2.1. Di principio, il Tribunale federale applica il diritto federale d'ufficio (art. 106 cpv. 1 LTF). Nondimeno, tenuto conto dell'onere di allegazione e motivazione imposto dall'art. 42 cpv. 1 e 2 LTF, considera di regola solo gli argomenti proposti (DTF 142 III 364 consid. 2.4). Esigenze più severe valgono in relazione alla denuncia della violazione di diritti fondamentali, che dev'essere formulata in maniera precisa (art. 106 cpv. 2 LTF; DTF 143 II 283 consid. 1.2.2).  

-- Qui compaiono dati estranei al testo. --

PR #464, opened 2015-12-20
[WIP] Spoon Template using byte code decompilation

tdurieux:
# WIP
It's a POC of Spoon template using byte code decompilation of the template instead of spooning the source code of the template.

But I have an issue with this type of expression: ```this.PARAM2.S()``` which is not interpreted. 
I did not found the class that handle these expressions, can you guide me?

Thanks

### DIFF
--- a/pom.xml
+++ b/pom.xml
@@ -171,6 +171,10 @@
       <name>Maven Repository for JDT Compiler release</name>
       <url>https://repo.eclipse.org/content/repositories/eclipse-staging/</url>
     </repository>
+    <repository>
+      <id>clojars.org</id>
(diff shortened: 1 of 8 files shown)


monperrus:
looks really cool!

Since it introduces fancy dependencies, it might be more appropriate for [https://github.com/SpoonLabs/spoon-incubator](spoon-incubator) first. It seems it is easy to extend ExtensionTemplate. Could you create the PR there?

This may help us to identify missing extension points.

tdurieux:
I agree. I posted this PR in order to have some help to identify my issue. 
I don't completely understand the behavior of templates.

Sul piano dei fatti, il Tribunale federale fonda il suo ragionamento giuridico sugli accertamenti svolti dall'autorità inferiore (art. 105 cpv. 1 LTF); può rettificarli o completarli se sono manifestamente inesatti o risultano da una violazione del diritto ai sensi dell'art. 95 LTF (art. 105 cpv. 2 LTF). In questo ambito, manifestamente inesatto significa arbitrario (DTF 140 III 1.15 consid. 2). Chi critica la fattispecie accertata nella sentenza impugnata non può limitarsi a completarla ma deve sollevare una censura specifica (art. 106 cpv. 2 LTF; DTF 140 III 264 consid. 2.3). A meno che non ne dia motivo la decisione impugnata, il Tribunale federale non tiene neppure conto di fatti o mezzi di prova nuovi, i quali non possono comunque essere posteriori al querelato giudizio (art. 99 cpv. 1 LTF; DTF 139 III 120 consid. 3.1.2). 
 
2.2. Nella fattispecie, siccome l'insorgente non li mette validamente in discussione - con una motivazione che ne dimostri un accertamento arbitrario (art. 106 cpv. 2 LTF) - i fatti che emergono dalla sentenza impugnata vincolano il Tribunale federale (art. 105 cpv. 1 LTF; sentenza 2C_555/2021 del 16 novembre 2021 consid. 2.2).  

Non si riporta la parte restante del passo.